PCAN (Parents of Children with Additional Needs) are the independent, parent-led forum in Kirklees for all parents and carers of children and young people with additional needs.

SEND Karma – A bespoke service that is person-centred and led by families. It could include things like practical help, advocacy, information and advice, support to apply for grants and benefits and signposting.

Street bikes run activities, bike lessons and bike rides for people with disabilities. You can also learn bike mechanics or volunteer.  No bike needed – they have all types of bikes hand-cycles, tandems, trikes and wheelchair bikes.

Touchstone Advocacy Kirklees is a new advocacy service for Kirklees delivered by Touchstone in partnership with Advonet.  This service works to empower individuals across Kirklees to know their rights, make choices and decisions about their lives and to ensure that their wants, needs and wishes are heard.

What significant factors are affecting this issue?

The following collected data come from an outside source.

PR #315, opened 2023-09-03
libpkgconf: fix memory leak

breavyn:
Passing all tests (with asan).

This section can receive the same package instance multiple times. From what I've seen `pkgdep->package` is always the same, so I've elected to only set the `why` field the first time.


kaniini:
Applied, thanks

PR #751, opened 2024-10-03
docs: :building_construction: internal diagram for `write_resource_properties()`

### LINKED ISSUE #647: Create internal flow diagram for `write_resource_properties()`

lwjohnst86:
## Description

The internal flow is slightly different from the `write_package_properties()` in that the `datapackage.json` already has to exist because we need to join the existing properties to correctly add the resource to it.

I'm not certain if we need a check or function to put the resource in the right place in the spec. But let's see how the function gets developed and used.

Closes #647

## Reviewer Focus


docs/design/implementation/images/core/write-resource-properties.puml
martonvago, line 1: Will we still have an `edit_resource_properties` function? Because this seems to do that as well.

docs/design/implementation/images/core/write-resource-properties.puml
```diff
@@ -0,0 +1,61 @@
+@startuml write-resource-properties
+!theme seedcase from https://raw.githubusercontent.com/seedcase-project/seedcase-theme/main
+
+state "Input" as input {
+  input: - Use `path_*()` functions to help\ncreate correct paths
+' Arguments -----
+  properties : - Properties objects in JSON format
```
martonvago, line 7: So not `ResourceProperties`? Just comparing this to `edit_package_properties`, that is described (in the text, at least) as taking a `PackageProperties`.

docs/design/implementation/images/core/write-resource-properties.puml
```diff
@@ -0,0 +1,61 @@
...
+
+  state "verify_is_file()" as vif
+  vif : - Required arg: path
+  vif : - Output: path or Error
+  arg_path --> vif
+
+  state "read_properties()" as rp
+  rp : - Required arg: path
+  rp : - Output: JSON
+  vif --> rp : path object
```
martonvago, line 39: This would load the entire package properties, right?

martonvago (commented):
Makes sense, just questions 😊

docs/design/implementation/images/core/write-resource-properties.puml
lwjohnst86: Yea, I was thinking about. I couldn't think of an easy way of avoiding reading and joining existing datapackage. The edit function is only to edit or add properties, but not to write back to `datapackage.json`. Alternatively, we have a `write_properties()` (save to file) and `edit_properties()` (output an updated JSON/dict) that always form a full Data Package spec.... But then I feel it gets a bit big in the output... Thoughts?

docs/design/implementation/images/core/write-resource-properties.puml
lwjohnst86: Fixed in the text!

docs/design/implementation/images/core/write-resource-properties.puml
lwjohnst86: Yes :relaxed: I couldn't think of a better way to read back to just the lines needed. Ideas?

docs/design/implementation/images/core/write-resource-properties.puml
martonvago: Ah, I see, so if we split them up and kept the same arguments we would end up repeating ourselves a lot (loading the `datapackage.json`, validating). I think it makes sense to have `write_resource_properties` like this! Maybe there's some more optimal way of going about it, but I couldn't really come up with one.

martonvago (approved):
🌟 ⭐ 🌟

PR #760, opened 2024-10-09
style: :art: move WIP header into Quarto config, rather than as own file

lwjohnst86:
## Description

There is a config setting that's fairly new that allows you to put a header in all documents. So rather than use `include` shortcodes for putting the WIP in all documents, this simplifies it so the WIP callout is automatically added to all pages.

## Reviewer Focus

This PR needs a quick review.

### DIFF
--- a/_quarto.yml
+++ b/_quarto.yml
@@ -11,9 +11,9 @@ website:
   page-navigation: true
   body-header: |
     ::: {.callout-warning appearance="default" icon="true"}
-    🚧 Sprout is still in very active development and is evolving quickly, so
-    documentation and functionality may or may not work as described or intended
-    and could have substantial changes 🚧
+    🚧 Sprout is still in active development and evolving quickly, so the
+    documentation and functionality may not work as described
+    and could undergo substantial changes 🚧
     :::
   navbar:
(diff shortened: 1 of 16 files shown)


_quarto.yml
```diff
@@ -9,6 +9,12 @@ website:
   site-url: "https://sprout.seedcase-project.org/"
   repo-url: "https://github.com/seedcase-project/seedcase-sprout"
   page-navigation: true
+  body-header: |
+    ::: {.callout-warning appearance="default" icon="true"}
+    🚧 Sprout is still in very active development and is evolving quickly, so
+    documentation and functionality may or may not work as described or intended
+    and could have substantial changes 🚧
```
signekb, line 16:
```suggestion
    🚧 Sprout is still in active development and evolving quickly, so the
    documentation and functionality may not work as described
    and could undergo substantial changes 🚧
```
Just to simplify/shorten it a bit? :)

signekb (changes requested):
Ah, very nice to add it this this instead! 🎉  I have added a suggestion to simplify the warning a bit.

signekb (approved):

PR #762, opened 2024-10-09
chore: 🎨 move callout block to own file and use include instead

lwjohnst86:
## Description

I mistakenly made this a stacked PR.

Very small change, this callout block will be used in other docs, so moving it over into a preamble file and then using `include` shortcode.

## Reviewer Focus

This PR needs a quick review.

### DIFF
--- a/docs/guide/_preamble.qmd
+++ b/docs/guide/_preamble.qmd
@@ -1,13 +1,13 @@
 ::: callout-important
-For both the Python library and the CLI, Sprout assumes you have full
-control over the folders and files of the system, or at least your
+Whether you're using the Python library or the CLI, Sprout assumes you have full
+control over the system's folders and files, or at least your
 user's home directory. This includes being given space on a server that
-mostly has access through a Terminal, where you have control over the
+is primarily accessed through a terminal, where you have control over the
 directories you can write to.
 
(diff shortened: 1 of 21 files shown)


docs/guide/_preamble.qmd
```diff
@@ -0,0 +1,13 @@
...
+control over the folders and files of the system, or at least your
+user's home directory. This includes being given space on a server that
+mostly has access through a Terminal, where you have control over the
+directories you can write to.
+
+An easy example of this is if you install Sprout on your own computer
+because you want to create some data packages for research studies you
+are running. Another example would be if your research group has storage
+space on a server that you need to use a Terminal and SSH to be able to
+access.
```
signekb, line 12:
```suggestion
Whether you're using the Python library or the CLI, Sprout assumes you have full
control over the system's folders and files, or at least your
user's home directory. This includes being given space on a server that
is primarily accessed through a terminal, where you have control over the
directories you can write to.

For example, you might install Sprout on your own computer
because you want to create data packages for your research studies.
Alternatively, your research group might have storage
space on a server that requires the use of a terminal and SSH to
access.
```
Maybe? :)

signekb (changes requested):
👍 👍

Infant mortality (deaths before first birthday) and disability

Preterm birth, low birthweight babies (less than 2500g), stillbirth and infant mortality are indicators of the broader health and wellbeing of populations; they can be highly traumatic for those affected by them.  Positive health behaviours, access to maternity and genetic counselling services and an increased understanding of the impact of pregnancy as a result of relationships within the family have all contributed to lower rates of preterm birth, stillbirth and infant mortality in recent years.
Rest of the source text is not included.